Lucy Chen: Triple Threat

Visual artist, musical artist, and martial artist, Lucy does nothing halfhearted. Her first love, painting, has placed her front and center at the Houston Livestock Show & Rodeo art competition, winning Best of Show and Reserve Grand Champion, and breaking rodeo records at auction.

Interviewed by Sara G. Stephens

HM: At what age did you first become interested in art?

LC: I have been interested in art since elementary school. At the time, I was mostly interested in drawing cartoon characters, but as I started to learn oil painting in middle school, I became more interested in realistic and impressionistic art styles.

HFM: How much time a day do you spend painting?

LC: I am enrolled in art at my high school, which guarantees me at least 50 minutes to paint every school day. Last year, when preparing a portfolio for AP Studio Art, I would spend up to eight hours a week outside of school painting.

HFM: Do you have other hobbies?

LC: Besides art, I enjoy playing piano. I love classical and jazz music and have been playing the piano since I was six. I am also currently a brown belt in karate.

HFM: In 2014 you entered the Houston Livestock Show and Rodeo art competition and were chosen as the Overall Reserve Grand Champion. This win landed you a spot in the annual art auction, where your work was auctioned for $196,000, a world record. How did this make you feel?

LC: I was extremely shocked and ecstatic to be named Reserve Grand Champion that year. In junior high, my artwork was never chosen to advance past the district level, so winning Best of Show and Reserve Grand Champion in the high school division was something I would have never dared to imagine. However, I worked extremely hard on that piece of artwork, putting in around 50 hours, so this taught me that hard work truly pays off.
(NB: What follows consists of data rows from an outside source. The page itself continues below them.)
PR #1686, opened 2026-03-13
Add files via upload

CIAQ0404:
Created a new python file to take given JSON file containing weather information and turning that into a HTML file, so weather can be properly displayed.

### DIFF
--- a/Weather_HTML.py
+++ b/Weather_HTML.py
@@ -1,0 +1,207 @@
+import json
+import time
+import os
+from datetime import datetime
+
+# =========================
+# CONFIG
+# =========================
+JSON_FILE = "weather.json"      # local JSON file being updated by another service
+OUTPUT_HTML = "weather.html"    # HTML file Concerto will display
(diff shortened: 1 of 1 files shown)


bamnet:
Hi @CIAQ0404!

Modern weather support would be a great addition to Concerto!  It would be interesting to prototype this using our new Remote Feed capability. Remote Feeds are a way for Concerto to poll a JSON endpoint which returns Content items - like the HTML page you're generating here, and make that content available to screens.

This approach avoids the need to distribute a specific weather provider in Concerto itself (there are pretty wide regional variations, and some licensing complexity), while making it easy for Concerto to  constantly pull in the latest and greatest content.  It currently powers our "Quota of the day" service, which you can see @ https://demo.concerto-signage.org and my https://github.com/bamnet/qod repo.

https://www.concerto-signage.org/docs/remote-feeds/ has some documentation which might help you get started.  Feel free to open an issue or discussion to chat more about this!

HFM: You also won a spot in the Western Art Academy, an intensive four-week art workshop in Kerrville, Texas. Was it difficult to make the decision to give up a month of your summer and time away from family? Was it worth it?

LC: I did attend Western Art Academy in the summer of 2014. Making the decision to go was easy; I was excited to learn from professional artists and meet other students who share my interests. It was my first time staying away from home for so long, but I think it was worth it to experience being independent and living like a college student. During my stay, I learned many valuable lessons about painting and got to try sculpting for the first time. Not only that, but I also made many friends whom I still stay in touch with.

HFM: Last spring you entered another painting in the HLSR, “The Entertainer,” a portrait of Flame, the rodeo clown. Why were you inspired to paint this particular subject?

LC: Flame has been a volunteer at the Rodeo for 18 years, and he has been present at every art auction that I participated in. He would stand with the artists in the chute before they went on stage to auction and give us an encouraging pep talk each time. I wanted to paint a portrait of Flame not only to thank him, but also to thank all the other volunteers who devote themselves to making the Rodeo an amazing experience for everyone. The picture that I based my painting off of was also very striking; the pose, expression, and colors immediately caught my eye and inspired me to paint it.

HFM: You won Reserve Grand Champion with this painting and broke another record for highest auction amount, $220,000. Who bought the painting, and did he/she comment on why it appealed to them?

LC: My painting was bought by the following group of buyers: Somerville family, Tom & Mimi Dompier family, Mary & Ken Hucherson family, and Jennifer & Joe Van Matre family. They have been top buyers at the HLSR school art auction since the year 2000. [The Houston Chronicle reported that the painting would hang in the Van Matre family living room.]

HFM: Your success at the HLSR has brought you some prize money, too. What do you do with your winnings?

LC: I have been saving most of my winnings from the HLSR to help pay for college. I have also donated some of my winnings to my school art department and Science Olympiad team.

HFM: Who has been the biggest influence in your life, personally and artistically?

LC: The biggest influence in my life is my brother. Although he is ten years older than me, he is the one who introduced me to the video games and cartoon shows that inspired me to start drawing. His vast knowledge of math and science impressed me and sparked my own interest in the subjects. Currently, he is a software developer at Amazon.

HFM: How have your parents supported your art?

LC: My parents have always been my biggest fans. They have invested so much time and money into providing me with art lessons and supplies, and I would not be where I am now without their support. Even when I was busy with my schoolwork, they would encourage me to continue painting and doing what I love.

HFM: What advice do you have for other young artists?

LC: My number one word of advice is overused, but true: practice. The more that you create, the more that you will improve, both technically and creatively. I encourage young artists to practice drawing or painting from life, whether it is portraits, gesture drawings, still lifes, or landscapes. This is a great method to improve one’s observational skills and rendering techniques. I also think it is important to explore different art styles and find artists that you like—you never know where you might find inspiration!

HFM: Where do you see yourself in 5 years?

LC: In five years, I see myself as a college graduate with a degree in computer science. Math and science have always been my favorite subjects in school, and with a degree in computer science, I have the freedom to apply those passions to art by studying graphics and visualization. Of course, I also plan to continue creating art; I hope that in five years I will have improved and developed my own art style.